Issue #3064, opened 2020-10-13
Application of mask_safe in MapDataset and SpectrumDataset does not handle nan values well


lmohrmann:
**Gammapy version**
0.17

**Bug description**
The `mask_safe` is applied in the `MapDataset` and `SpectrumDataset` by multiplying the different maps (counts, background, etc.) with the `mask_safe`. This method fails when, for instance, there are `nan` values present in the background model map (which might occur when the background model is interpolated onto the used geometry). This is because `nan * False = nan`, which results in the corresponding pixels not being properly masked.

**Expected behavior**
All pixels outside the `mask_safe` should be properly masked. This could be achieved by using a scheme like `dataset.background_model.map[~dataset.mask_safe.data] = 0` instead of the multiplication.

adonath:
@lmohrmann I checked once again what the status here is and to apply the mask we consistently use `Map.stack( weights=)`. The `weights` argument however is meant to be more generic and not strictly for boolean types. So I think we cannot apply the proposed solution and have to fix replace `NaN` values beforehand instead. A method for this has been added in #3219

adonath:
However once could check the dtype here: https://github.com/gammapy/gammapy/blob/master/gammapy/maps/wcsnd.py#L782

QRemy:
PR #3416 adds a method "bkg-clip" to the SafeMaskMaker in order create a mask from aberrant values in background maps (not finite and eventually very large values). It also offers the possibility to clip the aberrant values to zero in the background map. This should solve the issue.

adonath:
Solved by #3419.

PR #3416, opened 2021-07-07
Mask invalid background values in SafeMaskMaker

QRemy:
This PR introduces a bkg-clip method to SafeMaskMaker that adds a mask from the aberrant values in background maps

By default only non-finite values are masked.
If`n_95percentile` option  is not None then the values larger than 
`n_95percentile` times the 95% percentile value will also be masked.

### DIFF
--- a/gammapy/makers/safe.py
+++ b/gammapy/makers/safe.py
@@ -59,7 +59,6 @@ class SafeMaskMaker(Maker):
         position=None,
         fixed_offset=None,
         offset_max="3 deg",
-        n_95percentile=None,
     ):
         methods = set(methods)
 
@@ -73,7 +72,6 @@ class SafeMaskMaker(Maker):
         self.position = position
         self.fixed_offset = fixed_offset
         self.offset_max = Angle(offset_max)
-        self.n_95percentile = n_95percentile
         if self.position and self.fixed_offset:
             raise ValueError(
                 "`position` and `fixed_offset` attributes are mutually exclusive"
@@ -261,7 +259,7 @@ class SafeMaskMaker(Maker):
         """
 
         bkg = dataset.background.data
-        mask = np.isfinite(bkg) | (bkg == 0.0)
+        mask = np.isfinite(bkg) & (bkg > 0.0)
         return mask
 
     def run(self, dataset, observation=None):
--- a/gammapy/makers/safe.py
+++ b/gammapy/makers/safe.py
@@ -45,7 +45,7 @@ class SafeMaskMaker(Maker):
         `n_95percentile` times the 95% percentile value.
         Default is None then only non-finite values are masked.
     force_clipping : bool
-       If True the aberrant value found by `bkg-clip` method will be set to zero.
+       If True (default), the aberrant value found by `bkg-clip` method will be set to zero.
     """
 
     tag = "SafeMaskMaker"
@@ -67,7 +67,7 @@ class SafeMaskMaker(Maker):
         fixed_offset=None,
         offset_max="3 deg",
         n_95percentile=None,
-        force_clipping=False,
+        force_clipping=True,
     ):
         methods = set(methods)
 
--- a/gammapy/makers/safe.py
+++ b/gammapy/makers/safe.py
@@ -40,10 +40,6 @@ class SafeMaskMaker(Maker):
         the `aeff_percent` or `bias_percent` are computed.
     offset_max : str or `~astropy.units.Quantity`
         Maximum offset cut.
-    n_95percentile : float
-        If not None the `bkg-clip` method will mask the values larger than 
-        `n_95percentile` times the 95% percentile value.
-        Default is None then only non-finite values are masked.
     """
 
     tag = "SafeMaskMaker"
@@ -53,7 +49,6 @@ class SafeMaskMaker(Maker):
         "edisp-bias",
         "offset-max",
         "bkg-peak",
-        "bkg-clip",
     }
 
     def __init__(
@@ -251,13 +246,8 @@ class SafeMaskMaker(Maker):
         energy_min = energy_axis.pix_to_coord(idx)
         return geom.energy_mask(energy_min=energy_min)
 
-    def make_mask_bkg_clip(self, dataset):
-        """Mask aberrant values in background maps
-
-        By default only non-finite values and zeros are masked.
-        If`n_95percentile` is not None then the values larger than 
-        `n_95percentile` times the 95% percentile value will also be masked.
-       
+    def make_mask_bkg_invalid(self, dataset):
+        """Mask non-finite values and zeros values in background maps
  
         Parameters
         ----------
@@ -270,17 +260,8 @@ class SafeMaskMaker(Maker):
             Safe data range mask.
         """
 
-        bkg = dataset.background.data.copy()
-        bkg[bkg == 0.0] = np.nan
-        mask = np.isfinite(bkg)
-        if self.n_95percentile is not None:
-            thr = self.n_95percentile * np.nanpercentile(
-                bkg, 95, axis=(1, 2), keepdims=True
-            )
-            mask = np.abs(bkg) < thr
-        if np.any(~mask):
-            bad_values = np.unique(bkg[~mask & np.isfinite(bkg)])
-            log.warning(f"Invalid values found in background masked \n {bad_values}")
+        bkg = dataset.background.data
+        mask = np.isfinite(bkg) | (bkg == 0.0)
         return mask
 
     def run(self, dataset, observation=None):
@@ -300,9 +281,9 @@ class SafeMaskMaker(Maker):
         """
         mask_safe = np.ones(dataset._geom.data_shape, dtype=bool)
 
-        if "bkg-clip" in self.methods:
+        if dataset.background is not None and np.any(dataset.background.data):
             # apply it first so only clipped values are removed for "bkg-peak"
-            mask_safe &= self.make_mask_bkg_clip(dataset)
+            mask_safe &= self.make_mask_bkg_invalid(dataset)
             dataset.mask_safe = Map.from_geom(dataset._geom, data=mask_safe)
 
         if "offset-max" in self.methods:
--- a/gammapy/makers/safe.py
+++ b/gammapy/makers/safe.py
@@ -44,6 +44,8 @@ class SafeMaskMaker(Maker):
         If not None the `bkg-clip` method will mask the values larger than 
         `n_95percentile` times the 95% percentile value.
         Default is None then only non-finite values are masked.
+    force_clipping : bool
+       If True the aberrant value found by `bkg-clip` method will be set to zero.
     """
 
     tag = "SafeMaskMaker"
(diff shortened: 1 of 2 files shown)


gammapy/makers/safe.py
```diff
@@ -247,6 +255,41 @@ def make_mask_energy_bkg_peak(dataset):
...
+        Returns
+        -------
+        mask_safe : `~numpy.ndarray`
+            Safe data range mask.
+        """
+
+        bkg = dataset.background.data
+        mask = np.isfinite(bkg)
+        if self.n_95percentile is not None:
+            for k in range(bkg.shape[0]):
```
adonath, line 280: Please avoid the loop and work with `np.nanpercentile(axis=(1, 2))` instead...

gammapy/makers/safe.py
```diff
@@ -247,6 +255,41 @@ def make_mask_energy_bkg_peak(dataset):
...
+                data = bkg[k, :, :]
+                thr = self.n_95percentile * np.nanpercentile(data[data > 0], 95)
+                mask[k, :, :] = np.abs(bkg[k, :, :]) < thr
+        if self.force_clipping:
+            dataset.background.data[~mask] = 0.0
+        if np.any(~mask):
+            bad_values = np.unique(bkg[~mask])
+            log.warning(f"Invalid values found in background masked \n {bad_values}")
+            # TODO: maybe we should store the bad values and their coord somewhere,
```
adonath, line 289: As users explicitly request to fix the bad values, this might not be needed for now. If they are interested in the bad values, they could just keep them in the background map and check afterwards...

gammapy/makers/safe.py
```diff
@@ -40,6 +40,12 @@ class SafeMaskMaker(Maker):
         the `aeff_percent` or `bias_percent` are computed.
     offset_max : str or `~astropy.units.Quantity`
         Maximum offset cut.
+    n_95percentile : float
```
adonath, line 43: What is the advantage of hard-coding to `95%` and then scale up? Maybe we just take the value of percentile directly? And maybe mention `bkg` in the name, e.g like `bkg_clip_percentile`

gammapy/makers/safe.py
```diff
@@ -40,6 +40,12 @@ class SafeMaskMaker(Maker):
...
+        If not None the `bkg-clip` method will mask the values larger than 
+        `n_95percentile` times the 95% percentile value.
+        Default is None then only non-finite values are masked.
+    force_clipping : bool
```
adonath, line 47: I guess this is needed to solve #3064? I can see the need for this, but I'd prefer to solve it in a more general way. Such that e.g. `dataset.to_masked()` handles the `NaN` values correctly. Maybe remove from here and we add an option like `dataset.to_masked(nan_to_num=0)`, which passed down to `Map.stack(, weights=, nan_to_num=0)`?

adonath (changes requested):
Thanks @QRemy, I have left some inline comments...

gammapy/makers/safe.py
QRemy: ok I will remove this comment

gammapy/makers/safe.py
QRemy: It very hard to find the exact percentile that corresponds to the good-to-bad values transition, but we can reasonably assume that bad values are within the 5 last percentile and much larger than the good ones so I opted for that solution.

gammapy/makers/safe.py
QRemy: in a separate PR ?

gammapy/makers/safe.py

+ + + + + + +

PROBLEM STATEMENT: Where a line of the records includes "MapDataset", copy it.

WRITTEN ANSWER:
Application of mask_safe in MapDataset and SpectrumDataset does not handle nan values well
The `mask_safe` is applied in the `MapDataset` and `SpectrumDataset` by multiplying the different maps (counts, background, etc.) with the `mask_safe`. This method fails when, for instance, there are `nan` values present in the background model map (which might occur when the background model is interpolated onto the used geometry). This is because `nan * False = nan`, which results in the corresponding pixels not being properly masked.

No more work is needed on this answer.